# Diet Plate



## Carina1962 (Nov 2, 2010)

Has anyone got one of these?  they seem quite expensive, where can I get one cheapish?


----------



## Andy HB (Nov 2, 2010)

Sorry, I just can't resist! 

Isn't a diet plate simply an empty dish?

Andy


----------



## Jennywren (Nov 2, 2010)

The cheapest one of these i can find is here http://www.amazon.co.uk/gp/product/...&pf_rd_t=101&pf_rd_p=467128533&pf_rd_i=468294 although i would be curious to know why the male plate is a penny cheaper lol . At these sorts of prices id be tempted to take an old plate and mark it out with a marker pen


----------



## Steff (Nov 2, 2010)

A little cheaper here and free p&p x

http://cgi.ebay.co.uk/DIET-PLATE-FE...eauty_Dieting_Slimming_ET&hash=item2c58860718


----------



## Carina1962 (Nov 2, 2010)

Andy HB: that made me smile  one of these days i will lose weight lol!
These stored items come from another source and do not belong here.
PR #19564, opened 2022-07-07
Add coin-or-ipopt

jschueller:
Renames the existing ipopt package (https://github.com/conda-forge/ipopt-feedstock) for consistency with other coin-or packages 
@conda-forge/help-c-cpp @conda-forge/ipopt


moorepants:
This seems like an unnecessary change and will mostly cause issues because there are recipes, instructions, etc. downstream of this package that would all have to be modified. I'm -1 to changing the name.

jschueller:
fine

PR #19570, opened 2022-07-07
Add skia-pathops

naveen521kk:
Checklist
- [ ] ~~Package does not vendor other packages. (If a package uses the source of another package, they should be separate packages or the licenses of all packages need to be packaged).~~ vends a portion of libskia, but justification is discussed in comments below
- [x] Build number is 0.


naveen521kk:
The Linux error is because pre-build `gn` binaries require at least `GLIBC_2.18`, there's a version of `gn` in the source which doesn't require that, I'll patch the source to use that, see https://github.com/fonttools/skia-builder/commit/8aca8a5148f472a0e6a17e87f2680ccd53b82a1a

naveen521kk:
This PR is, ready for review. Windows builds are failing because `gn` isn't there on Windows, I've made a PR to the feedstock https://github.com/conda-forge/gn-feedstock/pull/10

carterbox (commented):
My understanding is that skia-pathops is a python wrapper around the CXX skia library (libskia), and the libskia is being linked in statically to skia-pathops.

Because conda is capable of delivering non-python packages, we have typically require that CXX libraries are linked dynamically into python modules.

Can you justify why libskia should be statically linked in this case? Are there other python wrappers of the skia CXX library? Do other non-python projects use the skia library?

naveen521kk:
> My understanding is that skia-pathops is a python wrapper around the CXX skia library (libskia)

Yes. It only wraps a part of `skia` (only the pathops module).

> Can you justify why libskia should be statically linked in this case?

AFAIK, Skia doesn't provide any ABI/API guarantees and asks to use the "tip-of-tree" of the skia development branch https://skia.org/docs/user/release/. So every time skia is updated all the extension needs to be rebuilt, not just that, if they change the API some extensions won't be able to build. That's why I thought having it statically linked built from the source that was tested by the authors is better. Also, I'm not sure how rebuilds are done here, if it's done automatically (that is a bot opens a PR or something like that), then I think having a separate package should mostly work for this package (as the pathops API is pretty stable, AFAIK).

> Are there other python wrappers of the skia CXX library?

There exists [skia-python](https://pypi.org/project/skia-python/). I don't think there exists any other project that wraps skia.

> Do other non-python projects use the skia library?

Skia was built for Chromium and there is even a [page is wikipedia](https://en.wikipedia.org/wiki/Skia_Graphics_Engine#Application) describing the users of this library. Other than that I know there's a wrapper around the skia library for Rust called [tiny-skia](https://crates.io/crates/tiny-skia) and for .NET called [SkiaSharp](https://github.com/mono/SkiaSharp).

carterbox:
> AFAIK, Skia doesn't provide any ABI/API guarantees and asks to use the "tip-of-tree" of the skia development branch https://skia.org/docs/user/release/.

Because of no API/ABI guarantees and because the submodule commit location for libskia is not one of the "stable" canvaskit or chrome releases, I agree that it's appropriate to not package libskia separately.

There also seems to be few other packages that would reuse libskia if it was published in its entirety.

recipes/skia-pathops/meta.yaml
```diff
@@ -0,0 +1,55 @@
...
+  patches:
+    # use ninja from conda instead
+    - disable-virtualenv-creation.patch
+    # use gn from conda
+    - use-gn-from-conda.patch
+    # use cc, cxx set by the environment
+    - inherit-cc-cxx-from-environment.patch
+
+build:
+  skip: true  # [py<37]
```
carterbox, line 20:
```suggestion
  skip: true  # [py<37]
  # FIXME: Unskip Windows when gn becomes available for Windows
  skip: true  # [win]
```

naveen521kk:
Thanks!

PR #19599, opened 2022-07-08
add functorch

### LINKED ISSUE #19569: Package request: functorch
### Package name

functorch

### Package version

Newest

### Package website

https://github.com/pytorch/functorch

### Package availability

https://github.com/pytorch/functorch/releases/tag/v0.2.0

### Additional comments

_No response_

### Package is not available

- [X] The package is not available on conda-forge.

### No previous issues or open PRs

- [X] No previous issue exists and no PR has been opened.

ngam:
fixes #19569 

Checklist
- [x] Build number is 0.


recipes/functorch/meta.yaml
```diff
@@ -0,0 +1,56 @@
...
+    - "$RPATH/libc10.dylib"
+
+requirements:
+  build:
+    - {{ compiler('c') }}
+    - {{ compiler('cxx') }}
+  host:
+    - pip
+    - python
+    - pytorch
```
carterbox, line 35:
```suggestion
    - pytorch >=1.10.0,<2
```
There is a minimum pytorch version requirement.

https://github.com/pytorch/functorch/blob/9b96f14e65ffdf64a28416054fe536ed14297fe9/setup.py#L48

recipes/functorch/meta.yaml
```diff
@@ -0,0 +1,56 @@
...
+    - python
+    - pytorch 
+
+test:
+  imports:
+    - functorch
+  commands:
+    - pip check
+  requires:
+    - pip
```
carterbox, line 46:
```suggestion
test:
  files:
    - test/
  imports:
    - functorch
  commands:
    - pip check
    - pytest test/test_vmap.py -v
    - pytest test/test_eager_transforms.py -v
  requires:
    - pip
    - pytest
```
Since this is a compiled module and "under heavy development", could you please add one of the short sanity tests from the README to check that it runs correctly?

recipes/functorch/meta.yaml
```diff
@@ -0,0 +1,56 @@
...
+  version: {{ version }}
+
+source:
+  url: https://github.com/pytorch/functorch/archive/v{{ version }}.tar.gz
+  sha256: 3b297f4acf1d61fd95b86bd2ec1805bc9c236bb0fb341a42c2300a4b3d497fbd
+
+build:
+  script: {{ PYTHON }} -m pip install . -vv
+  number: 0
+  skip: true  # [win]
```
carterbox, line 15:
```suggestion
  skip: true  # [win]
  skip: true  # [cuda_compiler_version != None]
```
Doesn't seem like this package needs the cuda compiler, but apparently our CI things any mention of "cuda" should activate the cuda builds.

carterbox (changes requested):

recipes/functorch/meta.yaml
hmaarrfk: I don't think this is correct. If it does link to the pytorch ABI the migrator will skip this. I think you can leave it in a comment, but the pinnings will take care of this for you.

carterbox: I expected the global pinning a specified pinning to be combined. i.e.

```
pytorch >=1.10,<2,1.11
```

Where 1.11 is the global pinning for pytorch. Because you can set a python version range on a package and the incompatible python builds are skipped? Are you saying the migrator won't migrate this recipe to pytorch =1.12 or that it won't migrate to pytorch=2.0 because I added the major version requirement?

hmaarrfk: Lets see what happens. https://github.com/conda-forge/torchvision-feedstock/pull/56

hmaarrfk: last i remember, the migrator looks for pinnings that aren't set. It will provide a pinning for those. I had to go through some gymnasitcs where a requirement is listed twice, once without any constraints, the other with the constraints.

hmaarrfk: https://github.com/conda-forge/torchvision-feedstock/pull/56#pullrequestreview-1033456278

hmaarrfk: to be specific, i don't think it will migrate to 1.12 AND it will ignore the pin of 1.11.

The problem is that it might solve, at compile time, to pytorch 1.10, and build a version of the package that is incompatible with the rest of the ecosystem.

carterbox: This is good to know. Thanks for taking the time to research that for me @hmaarrfk. 😄 

This is a problem because if you don't check the global pinning for every dependency, you could be overriding it without knowing!

hmaarrfk: Yes. This is true.

carterbox (commented):
My only remaining concern is that it looks like this library is using pybind11 in the build logs, but pybind11 is not listed in the requirements of this recipe because it is using the pybind11 headers from the pytorch/includes directory instead of from the pybind11 package.

@conda-forge/core, do you have advice on how to handle this?

recipes/functorch/meta.yaml
```diff
@@ -0,0 +1,62 @@
+{% set name = "functorch" %}
+{% set version = "0.1.1" %}
```
zou3519, line 2: for the future: functorch 0.2.x and PyTorch 1.12.x have some weird c++ ABI interactions (see warning in https://pytorch.org/functorch/stable/install.html#pip) that we're still working on resolving. But this recipe for 0.1.1 seems reasonable to me.

recipes/functorch/meta.yaml
```diff
@@ -0,0 +1,62 @@
...
+  build:
+    - {{ compiler('cxx') }}
+  host:
+    - pip
+    - python
+    # minimum supported pytorch version is 1.10
+    - pytorch
+  run:
+    - python
+    - pytorch
```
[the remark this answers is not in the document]
hmaarrfk: yes.

recipes/functorch/meta.yaml
```diff
@@ -0,0 +1,62 @@
...
+    - "$RPATH/libc10.dylib"
+
+requirements:
+  build:
+    - {{ compiler('cxx') }}
+  host:
+    - pip
+    - python
+    # minimum supported pytorch version is 1.10
+    - pytorch
```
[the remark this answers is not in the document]
hmaarrfk: Yeah.... this will be set by the global pinnings for conda-forge. today, they are set to pytorch 1.11.0

recipes/functorch/meta.yaml
hmaarrfk: understood. I think this will be caught by some tests of ours. Generally speaking, that type of ABI incompatibility is what we hope to solve at conda-forge. 

This recipe will be built, and tested, with the same pytorch libraries.

recipes/functorch/meta.yaml
```diff
@@ -0,0 +1,62 @@
...
+  source_files:
+    - test
+  requires:
+    - pip
+  imports:
+    - functorch
+  commands:
+    - pip check
+    # sanity check from readme
+    - python -c "import torch; from functorch import vmap; x = torch.randn(3); y = vmap(torch.sin)(x); assert torch.allclose(y, x.sin())"
```
hmaarrfk, line 52: Can you add this to a run_test.py file? it just makes it easier to read.

hmaarrfk: https://docs.conda.io/projects/conda-build/en/latest/concepts/recipe.html

recipes/functorch/meta.yaml
```diff
@@ -0,0 +1,62 @@
+{% set name = "functorch" %}
```
hmaarrfk, line 1: its probably just easier to get rid of this `name` variable.

recipes/functorch/meta.yaml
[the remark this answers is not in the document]
carterbox: This is my mistake. I didn't realize that the main branch lists different requirements than each of the release tags.

carterbox:
Devendoring of pytorch may occur in the future which will require rebuilding this package.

thanks for your links, will save up my pennies


----------



## HelenM (Nov 2, 2010)

While you're saving up, theres a lot of visual help on portion sizes at this website.
The plate is a 9inch one and it's based on a 1400 calorie diet.
http://www.extension.uidaho.edu/diabetesplate/planning/plate_lunch.html


----------